*PROBLEM STATEMENT*
Word for word, copy the records that follow.

*RECORDS*
PR #284, opened 2015-04-22
Add `_.batchWithTimeOrCount`

kjvalencik:
For performance, I would like to batch stream events together, but I want to be able to control latency.

My use case is with a stream of events being consumed from kafka. Instead of spamming Zookeeper with updates to the offset, I would like to do it in batches. However, I also need to protect against process crash and therefore do not want batches sitting around indefinitely waiting on another event to hit the batch size.

I struggled a lot with figuring out how to integrate this into the existing code. I came up with three options:

1. Add a optional second argument to the batch function. This would change the arity of the function, making it require a major version change.
1. Add a new function. This means you can get away with a minor revision, but seemed awkward because it is almost identical to the existing batch.
1. Make the single argument also be an options object (implemented). This isn't great because nothing else in this library follows the pattern.

Ultimately, I wasn't satisfied with any of these options. Let me know what your thoughts are. I'd happily make any changes that your request.

Thanks again for (yet another) useful library!

**Aside:** It would be useful to expose the `Stream` constructor on the exported function. That way you could easily extend it within your project without having to do something hacky like `_().constructor.prototype`.

### DIFF
--- a/lib/index.js
+++ b/lib/index.js
@@ -2276,7 +2276,34 @@ exposeMethod('zip');
  */
 
 Stream.prototype.batch = function (n) {
-    var batched = [];
+    return this.batchWithTimeOrCount(-1, n);
+};
+exposeMethod('batch');
+
+/**
+ * Takes one Stream and batches incoming data within a maximum time frame
+ * into arrays of a maximum length.
+ *
+ * @id batchWithTimeOrCount
+ * @section Transforms
+ * @name Stream.batchWithTimeOrCount(ms, n)
+ * @param {Number} ms - the maximum milliseconds to buffer a batch
+ * @param {Number} n - the maximum length of the array to batch
+ * @api public
+ *
+ * _(function (push) {
+ *     push(1);
+ *     push(2);
+ *     push(3);
+ *     setTimeout(push, 20, 4);
+ * }).batchWithTimeOrCount(10, 2)
+ *
+ * // => [1, 2], [3], [4]
+ */
+
+Stream.prototype.batchWithTimeOrCount = function (ms, n) {
+    var batched = [],
+        timeout;
 
     return this.consume(function (err, x, push, next) {
         if (err) {
@@ -2286,6 +2313,7 @@ Stream.prototype.batch = function (n) {
         else if (x === nil) {
             if (batched.length > 0) {
                 push(null, batched);
+                clearTimeout(timeout);
             }
 
             push(null, nil);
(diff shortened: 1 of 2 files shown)


cphoover:
:+1:  bump

vqvu:
We can copy RxJS and call this `batchWithTimeOrCount`. See `bufferWithTimeOrCount` [here](http://reactivex.io/documentation/operators/buffer.html) in the RxJS section.

Regarding exporting the Stream prototype, we're planning to tackle this in the next major release, 3.0. I have some ideas that I still need to do a proof of concept for. We probably won't expose the prototype directly, but we should be able to provide an extension point that works in a similar way. For now, the cleanest (and supported!) way to do custom transforms is with `through`.

```javascript
var batchWithTimeOrCount = _.curry(function batchWithTimeOrCount(maxWait, size, xs) {
    // Treat xs like you would the `this` reference
    ...
    // return new stream
});

_(...).through(batchWithTimeOrCount(1000, 5))
    ...;
```

svozza:
I don't see anything wrong with option 2 tbh, it's by far the best of the three proposed solutions.

kjvalencik:
Thanks for the suggestions. I updated the pull request implementing the feature as a new function, `batchWithTimeOrCount`.

vqvu:
Two things:

1. Can we add an exception for when `ms < 0` to skip the `setTimeout` (so that we can implement `batch` as `batchWithTimeOrCount(-1, count)`?
2. Timing-based tests should use sinon to avoid any potential timing inconsistencies. See the [ratelimit tests](https://github.com/caolan/highland/blob/master/test/test.js#L70) for an example.

kjvalencik:
@vqvu, added a check for `ms` to skip the `setTimeout` and replace the `batch` implementation to a partial application of `batchWithTimeOrCount`.

Also, updated tests using `ratelimit` as an example.

vqvu:
Can you drop the `toplevel - async generator` test? It's mostly redundant (it's redundant in the `ratelimit` case too honestly).

kjvalencik:
Should I drop the `partial application` test as well? That also seems redundant.

vqvu:
That one is a little useful in making sure that the top-level transform is correctly curried.

What I've done in the past to reduce duplication in tests is embed the input and testing procedure in the `setUp` function and just used it in the actual tests (example with [slice](https://github.com/caolan/highland/blob/master/test/test.js#L954)). So you could embed the test generator in `this.input` and the test procedure in `this.tester = function (stream, test) {...}`.

Then the only code in the individual tests themselves is how to construct the stream.

kjvalencik:
@vqvu, thanks for the suggestions. Moved the test harness and added the top level partial application test back. Cheers!

vqvu:
Awesome. Thanks for this!

benjaminhon:
What if we don't want a maximum length of array, but just batch by time, can we leave out the 'n' parameter and just do 
eg. batchWithTimeOrCount(5000)

this seems to work, however, is it safe?

thx

quarterto:
Yep, that works, you could also pass `Infinity` as `n`.

kjvalencik:
Omitting the value works (comparing `undefined` against a number is always `false`), it is probably safer to pass `Infinity` since there is not a unit test that omits the second argument to catch regressions.

benjaminhon:
Nice, Thx!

*SOLUTION TO THIS EXERCISE*
PR #284, opened 2015-04-22
Add `_.batchWithTimeOrCount`

kjvalencik:
For performance, I would like to batch stream events together, but I want to be able to control latency.

My use case is with a stream of events being consumed from kafka. Instead of spamming Zookeeper with updates to the offset, I would like to do it in batches. However, I also need to protect against process crash and therefore do not want batches sitting around indefinitely waiting on another event to hit the batch size.

I struggled a lot with figuring out how to integrate this into the existing code. I came up with three options:

1. Add a optional second argument to the batch function. This would change the arity of the function, making it require a major version change.
1. Add a new function. This means you can get away with a minor revision, but seemed awkward because it is almost identical to the existing batch.
1. Make the single argument also be an options object (implemented). This isn't great because nothing else in this library follows the pattern.

Ultimately, I wasn't satisfied with any of these options. Let me know what your thoughts are. I'd happily make any changes that your request.

Thanks again for (yet another) useful library!

**Aside:** It would be useful to expose the `Stream` constructor on the exported function. That way you could easily extend it within your project without having to do something hacky like `_().constructor.prototype`.

### DIFF
--- a/lib/index.js
+++ b/lib/index.js
@@ -2276,7 +2276,34 @@ exposeMethod('zip');
  */
 
 Stream.prototype.batch = function (n) {
-    var batched = [];
+    return this.batchWithTimeOrCount(-1, n);
+};
+exposeMethod('batch');
+
+/**
+ * Takes one Stream and batches incoming data within a maximum time frame
+ * into arrays of a maximum length.
+ *
+ * @id batchWithTimeOrCount
+ * @section Transforms
+ * @name Stream.batchWithTimeOrCount(ms, n)
+ * @param {Number} ms - the maximum milliseconds to buffer a batch
+ * @param {Number} n - the maximum length of the array to batch
+ * @api public
+ *
+ * _(function (push) {
+ *     push(1);
+ *     push(2);
+ *     push(3);
+ *     setTimeout(push, 20, 4);
+ * }).batchWithTimeOrCount(10, 2)
+ *
+ * // => [1, 2], [3], [4]
+ */
+
+Stream.prototype.batchWithTimeOrCount = function (ms, n) {
+    var batched = [],
+        timeout;
 
     return this.consume(function (err, x, push, next) {
         if (err) {
@@ -2286,6 +2313,7 @@ Stream.prototype.batch = function (n) {
         else if (x === nil) {
             if (batched.length > 0) {
                 push(null, batched);
+                clearTimeout(timeout);
             }
 
             push(null, nil);
(diff shortened: 1 of 2 files shown)


cphoover:
:+1:  bump

vqvu:
We can copy RxJS and call this `batchWithTimeOrCount`. See `bufferWithTimeOrCount` [here](http://reactivex.io/documentation/operators/buffer.html) in the RxJS section.

Regarding exporting the Stream prototype, we're planning to tackle this in the next major release, 3.0. I have some ideas that I still need to do a proof of concept for. We probably won't expose the prototype directly, but we should be able to provide an extension point that works in a similar way. For now, the cleanest (and supported!) way to do custom transforms is with `through`.

```javascript
var batchWithTimeOrCount = _.curry(function batchWithTimeOrCount(maxWait, size, xs) {
    // Treat xs like you would the `this` reference
    ...
    // return new stream
});

_(...).through(batchWithTimeOrCount(1000, 5))
    ...;
```

svozza:
I don't see anything wrong with option 2 tbh, it's by far the best of the three proposed solutions.

kjvalencik:
Thanks for the suggestions. I updated the pull request implementing the feature as a new function, `batchWithTimeOrCount`.

vqvu:
Two things:

1. Can we add an exception for when `ms < 0` to skip the `setTimeout` (so that we can implement `batch` as `batchWithTimeOrCount(-1, count)`?
2. Timing-based tests should use sinon to avoid any potential timing inconsistencies. See the [ratelimit tests](https://github.com/caolan/highland/blob/master/test/test.js#L70) for an example.

kjvalencik:
@vqvu, added a check for `ms` to skip the `setTimeout` and replace the `batch` implementation to a partial application of `batchWithTimeOrCount`.

Also, updated tests using `ratelimit` as an example.

vqvu:
Can you drop the `toplevel - async generator` test? It's mostly redundant (it's redundant in the `ratelimit` case too honestly).

kjvalencik:
Should I drop the `partial application` test as well? That also seems redundant.

vqvu:
That one is a little useful in making sure that the top-level transform is correctly curried.

What I've done in the past to reduce duplication in tests is embed the input and testing procedure in the `setUp` function and just used it in the actual tests (example with [slice](https://github.com/caolan/highland/blob/master/test/test.js#L954)). So you could embed the test generator in `this.input` and the test procedure in `this.tester = function (stream, test) {...}`.

Then the only code in the individual tests themselves is how to construct the stream.

kjvalencik:
@vqvu, thanks for the suggestions. Moved the test harness and added the top level partial application test back. Cheers!

vqvu:
Awesome. Thanks for this!

benjaminhon:
What if we don't want a maximum length of array, but just batch by time, can we leave out the 'n' parameter and just do 
eg. batchWithTimeOrCount(5000)

this seems to work, however, is it safe?

thx

quarterto:
Yep, that works, you could also pass `Infinity` as `n`.

kjvalencik:
Omitting the value works (comparing `undefined` against a number is always `false`), it is probably safer to pass `Infinity` since there is not a unit test that omits the second argument to catch regressions.

benjaminhon:
Nice, Thx!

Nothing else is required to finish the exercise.